**Work task:**
From the entries below, determine the number of lines that contain "AreaEffectCloud". Give that number by itself.

**Data supplied:**
_ _ _ _ _

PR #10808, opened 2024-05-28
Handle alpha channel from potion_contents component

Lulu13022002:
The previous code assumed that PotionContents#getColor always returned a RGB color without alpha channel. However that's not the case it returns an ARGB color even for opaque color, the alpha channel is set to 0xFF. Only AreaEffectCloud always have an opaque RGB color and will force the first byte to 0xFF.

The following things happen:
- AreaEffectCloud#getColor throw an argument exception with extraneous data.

_ _ _ _ _

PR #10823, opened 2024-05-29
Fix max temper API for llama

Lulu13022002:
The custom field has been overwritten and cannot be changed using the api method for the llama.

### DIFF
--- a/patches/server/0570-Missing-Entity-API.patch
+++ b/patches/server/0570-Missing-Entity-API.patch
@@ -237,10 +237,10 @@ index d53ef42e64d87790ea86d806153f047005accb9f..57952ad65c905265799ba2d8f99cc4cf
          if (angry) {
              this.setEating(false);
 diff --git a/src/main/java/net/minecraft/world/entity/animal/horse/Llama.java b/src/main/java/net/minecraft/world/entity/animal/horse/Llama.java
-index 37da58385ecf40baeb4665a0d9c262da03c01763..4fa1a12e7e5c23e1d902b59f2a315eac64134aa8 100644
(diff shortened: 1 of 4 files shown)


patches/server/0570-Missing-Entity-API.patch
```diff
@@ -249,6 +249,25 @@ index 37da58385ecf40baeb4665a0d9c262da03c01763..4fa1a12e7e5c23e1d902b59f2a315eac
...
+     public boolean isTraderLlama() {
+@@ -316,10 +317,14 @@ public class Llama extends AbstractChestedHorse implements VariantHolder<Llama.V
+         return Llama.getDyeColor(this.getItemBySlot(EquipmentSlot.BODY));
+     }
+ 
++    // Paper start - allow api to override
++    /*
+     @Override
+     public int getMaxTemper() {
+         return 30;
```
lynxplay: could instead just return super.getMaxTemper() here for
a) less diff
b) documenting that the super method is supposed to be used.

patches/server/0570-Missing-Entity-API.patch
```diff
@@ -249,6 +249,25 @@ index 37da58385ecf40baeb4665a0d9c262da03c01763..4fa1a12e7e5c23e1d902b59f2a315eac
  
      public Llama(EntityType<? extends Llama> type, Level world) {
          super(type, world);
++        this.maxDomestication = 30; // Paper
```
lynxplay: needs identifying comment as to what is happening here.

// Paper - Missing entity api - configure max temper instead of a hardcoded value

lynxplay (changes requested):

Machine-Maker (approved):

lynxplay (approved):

_ _ _ _ _

**Response below:**
2